:: Exercise aim ::
From the data below, return each line in which the string "where" is found.

[Records from a data source]
PR #163, opened 2023-10-20
[testhelpers] Add helpers for Galera (create, delete, get)

stuggi:


gibizer (approved):
Looks good. I'm just wondering where will we use these. Currently service operators only depend on the k8s Service object (see CreateDBService) to exists during envtest testing.

stuggi:
> Looks good. I'm just wondering where will we use these. Currently service operators only depend on the k8s Service object (see CreateDBService) to exists during envtest testing.

I plan to use it in the openstack-operator where we create the db instances

gibizer:
> > Looks good. I'm just wondering where will we use these. Currently service operators only depend on the k8s Service object (see CreateDBService) to exists during envtest testing.
> 
> I plan to use it in the openstack-operator where we create the db instances

Ohh, good point. I will be happy to review envtest coverage for openstack-operator!

PR #10, opened 2015-12-07
Reduce Krantzberg syndrome in magic getopt

fanf2:
As we know from Charlie Sross's Laundry Files novels, excessive use of magic can cause your brain to be eaten from the inside by terrible entities from another dimension.

This patch series removes `longjmp()` and `goto` from magic getopt, replacing them with `continue` and `if()`. This eliminates a lot of `sigprocmask()` calls, and makes volatile variables unnecessary thereby avoiding a large class of eldritch compiler bugs.

### DIFF
--- a/tests/getopt/Makefile
+++ b/tests/getopt/Makefile
@@ -4,7 +4,7 @@ all:	test_getopt
 
 test:	all
 	@echo -n "Testing command-line options parsing... "
-	@/bin/sh -e test_getopt.sh 2>test_getopt.log
+	@/bin/sh -e test_getopt.sh 2>test_getopt.log || true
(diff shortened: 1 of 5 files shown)


cperciva:
Good point about sigprocmask calls though... I'll switch to using sigsetjmp/siglongjmp so I can indicate that the sigprocmask calls are unnecessary. :-)

cperciva:
I've taken the `return (0);` for `tests/getopt/main.c` and the `|| true` fix for `tests/getopt/Makefile`, and eliminated the unnecessary sigprocmask calls.  But I don't like your other changes so I'm going to close this now.

PR #15, opened 2016-03-31
Add rfc3986 url-encoding

gperciva:


cperciva:
Need to hook this into tests/buildall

:: Output for this exercise ::
Looks good. I'm just wondering where will we use these. Currently service operators only depend on the k8s Service object (see CreateDBService) to exists during envtest testing.
> Looks good. I'm just wondering where will we use these. Currently service operators only depend on the k8s Service object (see CreateDBService) to exists during envtest testing.
I plan to use it in the openstack-operator where we create the db instances
> > Looks good. I'm just wondering where will we use these. Currently service operators only depend on the k8s Service object (see CreateDBService) to exists during envtest testing.
> I plan to use it in the openstack-operator where we create the db instances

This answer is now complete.